In an unprompted reference to Ireland Merkel gave the strongest signal yet that Berlin might act under Article 100 of the Maastricht Treaty, allowing financial assistance for countries experiencing “difficulties caused by natural disasters or exceptional occurrences beyond its control.”

“Of course there is a certain room to manoeuvre in the stability and growth pact and a country like Ireland that has been hit quite hard by the banking crisis is clearly in a different situation to a country like Slovakia with fewer banks and where the distorting forces at work are weaker,”

Merkel told the foreign press in Berlin. “We have shown solidarity and that will remain so. We should use Sunday’s summit for member states affected to give an honest report of their situation.

German officials have said that assistance for several EU members, including Ireland, is all but inevitable. They are now “brainstorming” possible options and are considering making individual preconditions for each aid recipient. One request could be for Ireland to increase its corporate tax rate of 12 per cent, which has lured to Dublin many leading German companies, and their tax revenue.
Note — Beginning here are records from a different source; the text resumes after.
PR #922, opened 2022-10-06
docs(components): MultiSelect Component Proposal

CHPrado:
## Motivations

For the new QBO [design](https://www.figma.com/file/Dat89UMBtcroHoy2TFpqxA/QBO-Integration?node-id=318%3A75252) we will need filters that works like a drop down menu and the user will be able to select multiple options.

### Added

- MultiSelect Component proposal document

### Mockup

image

---

Random photo of Atlantis


docs/proposals/MultiSelect/MultiSelect.md
```diff
@@ -0,0 +1,105 @@
...
+
+## Mockup
+
+!["MultiSelect Mockup"](./multi_select.png)
+
+## Props Table
+
+| name                | type                  | default   | description                                                                                                            |
+| ------------------- | --------------------- | --------- | ---------------------------------------------------------------------------------------------------------------------- |
+| `items`             | `Array?`              | undefined | An associative array that represents the labels and values that are to be associated with each option, and determines. |
```
chris-at-jobber, line 102: Could we use "options" here? It would more closely mirror the conventions for a single-Select

docs/proposals/MultiSelect/MultiSelect.md
```diff
@@ -0,0 +1,105 @@
...
+      - If unchecked again after that then all of the lower options should be
+        unchecked automatically
+
+    - The “All” checkbox is automatically marked checked if the user manually
+      checks all of the options below it
+
+    - The “All” checkbox is automatically marked unchecked if the user manually
+      unchecks all of the options below it
+
+- The text that appears in the box before a user clicks on it should be either
```
chris-at-jobber, line 39: How would we handle a long list of selected options? Does the trigger element grow, or would it truncate?

docs/proposals/MultiSelect/MultiSelect.md
```diff
@@ -0,0 +1,105 @@
...
+  “All **\_\_\_\_**” or a comma separated list of the current selections
+
+## Accessibility
```
chris-at-jobber, line 42: 👌

chris-at-jobber: Love these considerations. One thing I'm wondering is whether we can simply use an `html` select ([with multiple enabled](https://developer.mozilla.org/en-US/docs/Web/HTML/Element/select#attr-multiple)) internally, as it should already have most of the accessibility we're looking for?

CHPrado: Hi Chris, the default `html select` only supports the `option html object` as child elements, so it is not possible to implement the requested design that required `checkboxes`.

docs/proposals/MultiSelect/MultiSelect.md
CHPrado: I think we could add a prop to fix the width but let the default behavior to adjust to its content, is that ok?

CHPrado: For the QBO design specifically we will show max two options then truncate the third
image

docs/proposals/MultiSelect/MultiSelect.md
chris-at-jobber: I'm just referencing the accessibility-facing side of things. We do similar things with our radio button, for example, where the actual element the user is interacting with is different from the visual element represented on-screen because of styling limitations with the underlying `html` element:
image

chris-at-jobber: In this example, the radio input is actually rendered offscreen, but is still present in the DOM - so the user gets the same accessibility, while we have some more control over the visual presentation of the element.

docs/proposals/MultiSelect/MultiSelect.md
```diff
@@ -0,0 +1,105 @@
...
+## Mockup
+
+!["MultiSelect Mockup"](./multi_select.png)
+
+## Props Table
+
+| name                | type                  | default   | description                                                                                                            |
+| ------------------- | --------------------- | --------- | ---------------------------------------------------------------------------------------------------------------------- |
+| `options`           | `Array?`              | undefined | An associative array that represents the labels and values that are to be associated with each option, and determines. |
+| `noneSelectedLabel` | `String?`             | undefined | The text that will be displayed when no options are selected.                                                          |
```
lmorgan29, line 103: so when this prop is not provided, do we should an empty box with no text?

CHPrado: talking with our designer he mentioned that it should show "All ****" or the selected options labels. If that is the case then I think we won't need this prop. Any thoughts?

upwardbinkie: We don't have a design for empty state so we were thinking it should show something like "Types" or "Select a type". If no value is provided I guess we could go with the empty box.

docs/proposals/MultiSelect/MultiSelect.md
CHPrado: I was taking a look at the RadioGroup component and I understood it simulates the radio behavior though css in the real component that the user is interacting with. I did some tests and it is possible to do the same with the default select and options elements if the selectable options were the only thing within the options container. 

But it seems like more will have to be implemented in the future on this component, this is a screenshot of the Finsights project that have more elements in the options container like search bar and reset button. 

image

For that reason I believe it is not possible to implement the default select with the default options elements with this design, so the options component all of the accessibility will have to be implemented from scratch.

docs/proposals/MultiSelect/MultiSelect.md
chris-at-jobber: OK so the behaviour is always to truncate?

docs/proposals/MultiSelect/MultiSelect.md
chris-at-jobber: Got it, thanks @CHPrado

docs/proposals/MultiSelect/MultiSelect.md
CHPrado: As for the current QBO design, yes. But looking at the Finsights design it show "2 selected", "3 selected". Maybe it could be a switch on/off feature?

chris-at-jobber: What if the content was just a "label"? Then the responsive behaviour is to always truncate overflow, but what's displayed in the element could be set by each team. 

So in your case...

`someFunctionToGetTheStatusesForTheLabel`

`label={ someFunctionToGetTheStatusesForTheLabel }`

And for the other usage

`label={ numberOfSelectedFilters + 'selected' }`

?

CHPrado: yes! I believe this is a good approach to leave the decision of what should be the label to the developer with a label parameter. 

Thank you

docs/proposals/MultiSelect/MultiSelect.md
upwardbinkie: @chris-at-jobber I added the accessibility requirements you suggested.

chris-at-jobber:
I think the proposal for the immediate concerns of "a standardized trigger for launching a standardized popover that contains checkboxes which allow the user to select >1 item from a list" make sense and I'm happy with the design and a11y considerations made here.

My only remaining question after some more thought would be if this is planned to eventually be extended to include the functionalities from [the mockup](https://github.com/GetJobber/atlantis/pull/922#discussion_r991321015) above:

- search and filter
- single-select (radio)
- pagination (view more)

If it is, I think there's potentially some additional thoughts needed around what to name this component, as it would then extend beyond a simple multi-select component and into more advanced options, or whether this is truly a generic design system component or something that will require more implementation-specific tailoring. But if we're not looking at those other use cases, I'm good to go ahead with adding this to the system as a `MultiSelect`.

trevor-olsen:
> * search and filter
> * single-select (radio)
> * pagination (view more)
> 
@chris-at-jobber after thinking about it for a little bit, I would argue that these kinds of functionalities actually don't belong in a MultiSelect dropdown component. They are pretty specific to the use case of a column filter on a table. So maybe the best path forward would be to continue with the component in this proposal being a pretty generic multi-select dropdown, and then the Finsights team can adapt that to make an additional new component with a name like TableFilter or something like that.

The implications of the above are two-fold, firstly Slovakia's courage in introducing the EURO on time and with full merit is paying huge dividents in comparison with basket-cases like Romania and Bulgaria.

Slovakia's low national debt at around 35% is also proving the wisdom of the tough criteria of the Maastricht treaty prepared our small country well for the torrent of destabilising events in the world economy.

Ireland and the anglosaxon model of financial services intermediaries forming the backbone of the economy is proving to be a fairly illusory backbone indeed but crucially its the crazy borrowing that needs to stand trial for the predicament of Ireland.

Conclusion: be liberal in all things but be extremely conservative in finances...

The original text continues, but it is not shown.